TASK REQUIREMENTS: Starting at the line that contains "I have been", transcribe every remaining line of the entries exactly, including the last one.

Saved entries
########

PR #490, opened 2020-07-17
AskSage should not match just any "100" in response header

drdrew42:
I have been running into sporadic issues with AskSage problems. They seemed to randomly fail when trying to connect to the Sage Cell Server.

It turns out the response header gives plenty of opportunity to match "100":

########

SOLUTION TO THIS PROBLEM:
I have been running into sporadic issues with AskSage problems. They seemed to randomly fail when trying to connect to the Sage Cell Server.

It turns out the response header gives plenty of opportunity to match "100":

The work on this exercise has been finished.